Interactive Lesson Planning Tool
With the multiple choice grid, students view a quiz on the class screen and select the correct answers (by selecting generic options such as A, B, or C) on the form. This allows the teacher to be agile and flexible in adapting to a student-paced environment. This is also useful as a formative assessment with videos where the class can be watching a video and the teacher can pause it as needed, ask a multiple choice question, and have students answer quickly on their Google form.
RSVP
Use Google Forms to collect student acceptance of invitations, parent approval of events and field trips, and any other activity that benefits from an RSVP response.
Event Registration
Students (or parents) sign up for an activity through Google Forms, providing all necessary information that is then collated into the associated spreadsheet. This is easily viewed, analyzed, and sorted as needed.
Q&A
Arrange questions so that student answers dictate what question comes next with Google Forms' easy programming options. This saves everyone time and makes questions more relevant and authentic to students. You can also enable students to skip to a particular section by adding that option at the bottom of a section. This is useful in inquiry-based classes where teachers may choose to cover optional material, depending upon how the class progresses.
Collect Data
Use Google Forms to collect any amount of data for a wide variety of purposes. It may be to assess knowledge prior to beginning a unit, plan a field trip, collect contact information, whip up a quick poll, collect email addresses for a newsletter, and more.
Autocrat - is a multi-purpose document merge tool that allows you to take data from a spreadsheet and merge it into a document via a template. Set up jobs that run when you tell them to! Use responses from form submissions to generate documents and emails.

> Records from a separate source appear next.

PR #3660, opened 2025-07-15
Add project-level default configuration for black to pyproject.toml

sadavis1:
## Summary/Motivation:
Make it easier to use black and harder to accidentally mess it up

Add [tool.black] section to pyproject.toml. This will cause a command-line invocation like `black .` to correctly use Pyomo's black options without needing to set them yourself.

Notes:
 - Black walks up the filesystem looking for this file starting from the file being formatted, so it will still work if you run it from an unrelated working directory
 - You can also set the intended python version, but it infers this anyways based on the requires-python field under [project] above.
 - The difference between exclude and extend-exclude is that with extend-exclude it also excludes gitignored files (which are the default excluded files). This is meaningful because some of our tests generate python code and leave the gitignored, non-black-compliant files behind.
 - It's still possible to mess this up if you set conflicting command-line flags, as they override this. This is most likely to happen if you are using an ide integration and you set a conflicting option there (as this is almost certainly implemented by changing the flags).

### Legal Acknowledgement

### DIFF
--- a/.github/workflows/test_branches.yml
+++ b/.github/workflows/test_branches.yml
@@ -44,9 +44,10 @@ jobs:
         python-version: '3.10'
     - name: Black Formatting Check
       run: |
-        # Note v24.4.1 fails due to a bug in the parser
+        # Note v24.4.1 fails due to a bug in the parser. Project-level
+        # configuration is inherited from pyproject.toml.
         pip install 'black!=24.4.1'
-        black . -S -C --check --diff --exclude examples/pyomobook/python-ch/BadIndent.py
+        black . --check --diff
     - name: Spell Check
       uses: crate-ci/typos@master
       with: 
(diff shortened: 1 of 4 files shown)


jsiirola:
This is great.  One question: does it also mean that we can remove the command line options from the GHA testing workflows?

sadavis1:
I tried on another branch and it looks like it works correctly. Should I add that to this PR too? I guess it would be redundant not to, but on the other hand there's no harm in being excessively verbose in a script.

jsiirola:
@sadavis1: yes: I think adding that to this PR makes sense.  Leaving it in the driver scripts runs the risk of inconsistency (where someone later changes one and forgets to change the other).

sadavis1:
Sure. I'll also edit contribution_guide.rst in the docs so we don't instruct people to type more than they need to.

mrmundt (approved):
I love this, thank you!

PR #3672, opened 2025-08-01
Bugfixes for `core.lp_dual` transformation

emma58:
## Summary/Motivation:

NOTE: This is built on top of #3651, so it will be impossible to review until that is merged.

This fixes a couple bugs in the `core.lp_dual` transformation. In particular:
1) The Parameterized Standard Form walker now checks if a Var is being treated as a parameter *before* checking if it is fixed--this is very important because it mean that we were losing fixed Vars we were treating as data, leading to unexpected behavior in dualize-and-combine methods.
2) We now raise an error for completely empty primal models because we don't actually do the right thing in the sense that strong duality won't hold (whatever that means), so I'd rather just not do anything
3) We now raise an error when parameterization causes a primal Constraint to become trivial because, unlike with trivial constraints not due to parameterization, we cannot just ignore them, but the behavior from taking the dual with them in 
(whatever that means) is rather unexpected, I think.
4) We now raise an error when the primal model has discrete variables (or other domains we can't handle).

- Fixing the three bugs above, the first of which is actually a change to parameterized standard form
- Adding tests

### Legal Acknowledgement


pyomo/core/plugins/transform/lp_dual.py
```diff
@@ -141,17 +170,27 @@ def _take_dual(self, model, std_form):
                 primal_row = A.indices[j]
                 lhs += coef * dual.x[primal_row]
 
-            if primal.domain is Reals:
+            domain = primal.domain
+            lb, ub = domain.bounds()
+            if not domain == RangeSet(*domain.bounds(), 0):
```
jsiirola, line 176: It would be nice to add a comment that this test is checking for compactness
```suggestion
            # Note: the following checks the domain for continuity and compactness:
            if not domain == RangeSet(*domain.bounds(), 0):
```

pyomo/repn/plugins/parameterized_standard_form.py
```diff
@@ -224,6 +224,64 @@ def todense(self):
 
         return dense
 
+    def tocsr(self):
```
jsiirola, line 227: We ought to follow scipy's lead and only implement a single method that `tocsr` and `tocsc` both use (instead of virtually duplicate code)

jsiirola (approved):
Looks good.  Two comments that we should consider (but it is fine to leave them for a future PR).

pyomo/core/plugins/transform/lp_dual.py
```diff
@@ -121,7 +128,29 @@ def _take_dual(self, model, std_form):
...
+            # parameterization, which we can detect if the row is all 0's.
+            if A_csr.indptr[j] == A_csr.indptr[j + 1]:
+                # All 0's in the coefficient matrix: check what's on the RHS
+                b = std_form.rhs[j]
+                if type(b) not in native_numeric_types:
+                    # The parameterization made this trivial. I'm not sure what's
+                    # really expected here, so maybe we just scream? Or we leave
+                    # the constraint in the model as it is written...
+                    raise ValueError(
+                        f"The primal model contains a constraint that that the "
```
blnicho:
```suggestion
                        f"The primal model contains a constraint that the "
```

pyomo/core/tests/unit/test_lp_dual.py
```diff
@@ -398,3 +400,45 @@ def test_dual_var_map_error(self):
...
             thing = lp_dual.get_dual_var(m, m.c_new)
+
+    def test_parameterization_makes_constraint_trivial(self):
+        m = self.get_bilevel_model()
+        m.budgetish = Constraint(expr=m.outer[2] + m.outer[3] == 1)
+
+        lp_dual = TransformationFactory('core.lp_dual')
+        with self.assertRaisesRegex(
+            ValueError,
+            "The primal model contains a constraint that that the "
```
blnicho:
```suggestion
            "The primal model contains a constraint that the "
```

pyomo/repn/plugins/parameterized_standard_form.py
```diff
@@ -224,6 +224,64 @@ def todense(self):
...
+                # Note that the data changes order because now we are looking
+                # for nonzeros through the columns rather than through the rows.
+                csr_data[dest] = csc_data[j]
+
+                row_index_ptr[row] += 1
+
+        # Fix the row index pointer by inserting 0 at the beginning. The
+        # row_index_ptr currently holds pointers to 1 past the last element of
+        # each row, which is really the starting index for the next
+        # row. Inserting the 0 (the starting index for the firsst column)
```
blnicho:
```suggestion
        # row. Inserting the 0 (the starting index for the first column)
```

blnicho (approved):
I found a few typos but otherwise this looks fine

Flubaroo - Flubaroo is a free tool that helps you quickly grade multiple-choice or fill-in-blank assignments. More information here.
DocAppender - Append information submitted in forms to designated documents to keep everything together!

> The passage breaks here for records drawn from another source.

Issue #2962, opened 2023-08-22
[PEP] Process for handling/testing examples


blnicho:
## Summary

Pyomo examples are inconsistent in how they are implemented and tested and where they are located. We should come up with, implement, and document a process for how examples should be handled within repositories under the Pyomo GitHub organization. 

### Rationale

A coherent and standardized process will help us keep existing examples organized and maintained and will help future developers who wish to contribute examples. 

Relevant comment from @bernalde from #2932: 
> Where should we draw the line between a set of examples, tests, and supported models? In particular, for GDP, we have GDPLib https://github.com/SECQUOIA/gdplib, which could host these two examples. What's the motivation for adding examples to the main Pyomo repository?

### Description

Related issues/tasks:

- [ ] https://github.com/Pyomo/pyomo/issues/101
- [ ] https://github.com/Pyomo/pyomo/issues/1026
- [ ] https://github.com/Pyomo/pyomo/issues/1950

PR #3678, opened 2025-08-05
Bugfix: lp_writer SOS constraints and row_order

mrmundt:
## Summary/Motivation:
In starting work on the new `bar_writer`, I stumbled across a few bugs in `lp_v2` that no one has hit yet but definitely don't work. Primarily, the bugs were:

- Missing import statement
- Accidentally misused letter
- Entirely skipped edge case to correct handle when a model has SOS constraints and is using `row_order` in the writer config.

- Fix two small bugs
- Refactor `ordered_active_constraints` to pull out `row_map` logic (for reusability)
- Bugfix using new `row_order2row_map` function
- `index_set` is now a reserved name, so SOS example fixed so it'll actually run
- Test using SOS example as a baseline

### Legal Acknowledgement

### DIFF
--- a/examples/pyomo/sos/sos2_piecewise.py
+++ b/examples/pyomo/sos/sos2_piecewise.py
@@ -22,7 +22,7 @@ import pyomo.environ as pyo
 
 model = pyo.ConcreteModel()
 
-model.index_set = pyo.Set(initialize=[1, 2])
+model.idx_set = pyo.Set(initialize=[1, 2])
 DOMAIN_PTS = {1: [1, 2, 3], 2: [1, 2, 3]}
 F = {1: [1, 4, 9], 2: [1, 4, 9]}
 # Note we can also implement this like below
@@ -37,18 +37,18 @@ def SOS_indices_init(model, t):
 
 
 model.SOS_indices = pyo.Set(
-    model.index_set, dimen=2, ordered=True, initialize=SOS_indices_init
+    model.idx_set, dimen=2, ordered=True, initialize=SOS_indices_init
 )
 
 
 def sos_var_indices_init(model):
-    return [(t, i) for t in model.index_set for i in range(len(DOMAIN_PTS[t]))]
+    return [(t, i) for t in model.idx_set for i in range(len(DOMAIN_PTS[t]))]
 
 
 model.sos_var_indices = pyo.Set(ordered=True, dimen=2, initialize=sos_var_indices_init)
 
-model.x = pyo.Var(model.index_set)  # domain variable
-model.Fx = pyo.Var(model.index_set)  # range variable
+model.x = pyo.Var(model.idx_set)  # domain variable
+model.Fx = pyo.Var(model.idx_set)  # range variable
 model.y = pyo.Var(model.sos_var_indices, within=pyo.NonNegativeReals)  # SOS2 variable
 
 model.obj = pyo.Objective(expr=pyo.sum_product(model.Fx), sense=pyo.maximize)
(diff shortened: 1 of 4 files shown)


examples/pyomo/sos/sos2_piecewise.py
```diff
@@ -22,7 +22,7 @@
 
 model = pyo.ConcreteModel()
 
-model.index_set = pyo.Set(initialize=[1, 2])
+model.idx_set = pyo.Set(initialize=[1, 2])
```
jsiirola, line 25: This example clearly was not being tested.  Is it now?

pyomo/repn/util.py
```diff
@@ -768,16 +768,26 @@ def ordered_active_constraints(model, config):
...
+
+    # Map the implicit dict ordering to an explicit 0..n ordering
+    return {_id: i for i, _id in enumerate(row_map)}
+
+
+def ordered_active_constraints(model, config):
+    sorter = FileDeterminism_to_SortComponents(config.file_determinism)
+    constraints = model.component_data_objects(Constraint, active=True, sort=sorter)
+
+    row_map = row_order2row_map(config)
```
jsiirola, line 780: While it is good to avoid the duplicate code, from an efficiency / consistency standpoint, this is less than ideal (`row_order2row_map` is being called twice.  I think I would add `row_map` as an argument of this function.

pyomo/repn/util.py
```diff
@@ -768,16 +768,26 @@ def ordered_active_constraints(model, config):
...
         return constraints
-    # map the implicit dict ordering to an explicit 0..n ordering
-    row_map = {_id: i for i, _id in enumerate(row_map)}
     # sorted() is stable (per Python docs), so we can let all
     # unspecified rows have a row number one bigger than the
     # number of rows specified by the user ordering.
     _n = len(row_map)
-    _row_getter = row_map.get
-    return sorted(constraints, key=lambda x: _row_getter(id(x), _n))
+    return sorted(constraints, key=lambda x: row_map.get(id(x), _n))
```
jsiirola: The definition / use of `_row_getter` was intentional: it saves an attribute lookup within the sorter (and was measurable for large models).

examples/pyomo/sos/sos2_piecewise.py
mrmundt: I suspect a large chunk of our examples are not being tested. That's a bigger effort than this PR. If you want me to cobble something together for this exact example, I can, but I'd recommend that we turn it into a targeted PEP instead.

mrmundt: 'Eyyyy, this is, in fact, already a PEP: https://github.com/Pyomo/pyomo/issues/2962

pyomo/repn/tests/cpxlp/test_lpv2.py
```diff
@@ -20,6 +20,72 @@
 from pyomo.repn.plugins.lp_writer import LPWriter
 
 
+def create_sos_model():
```
jsiirola, line 23: This is a weak test case.  For verifying row order, a better case would have a Scalar and an Indexed SOSConstraint, (and the same for Constraint).  The we can test things like setting the order by passing the whole component, and by passing component datas separately. 

The 3 scalar constraints are redundant and unnecessary.

pyomo/repn/util.py
```diff
@@ -768,16 +768,26 @@ def ordered_active_constraints(model, config):
                 row_map[id(c)] = c
         else:
             row_map[id(con)] = con
+
+    if not row_map:
+        return {}
```
jsiirola: This logic is unnecessary: if `row_map` is empty, the following return statement will return an empty dict

pyomo/repn/tests/cpxlp/test_lpv2.py
```diff
@@ -139,3 +205,180 @@ def test_deterministic_unordered_sets(self):
...
+
+end
+"""
+        model = create_sos_model()
+        with LoggingIntercept() as OUT1:
+            LPWriter().write(model, OUT1)
+        self.assertEqual(OUT1.getvalue(), ref_no_row_order)
+        with LoggingIntercept() as OUT2:
+            LPWriter().write(model, OUT2, row_order=[model.constraint3])
+        self.assertEqual(OUT2.getvalue(), ref_row_order)
```
jsiirola: Please turn on `symbolic_solver_labels` so we can make heads or tails of the baselines.

jsiirola (changes requested):

pyomo/repn/util.py
jsiirola: I would like to go through the standard form, LP, and NL writers and refactor this logic to remove redundancy & enforce uniformity (e.g., I am pretty sure that the NLv2 is ignoring row_order!).  But, I am comfortable merging this PR first.  The redundant call to `row_order2row_map` only hits users with both SOSConstraint components *and* who are specifying a `row_order` (and realistically, it's not that big of a hit).

jsiirola (approved):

Choice Eliminator 2 - Remove choices as they are selected - automatically! Great for signups for things like parent teacher conferences!
FormLimiter - Ever wished you could set your form to turn off at a specific time or after so many submissions? Wish granted!
Form Publisher - Use form data to automatically generate summaries, letters, certificates, and more!
g(Math) for Forms - The best way to add mathematical expressions to your forms.
CheckItOut - Perfect for keeping track of everything from reference texts to Chromebook carts!
Form Workflow - Keeping track of who needs to approve what can make your head spin. Form Workflow sends out emails to the people who need them and keeps track of who has approved what.
Certify'Em -Certify'em lets you leverage the power of Google Forms to create online certifications and email custom certificates to exam-takers!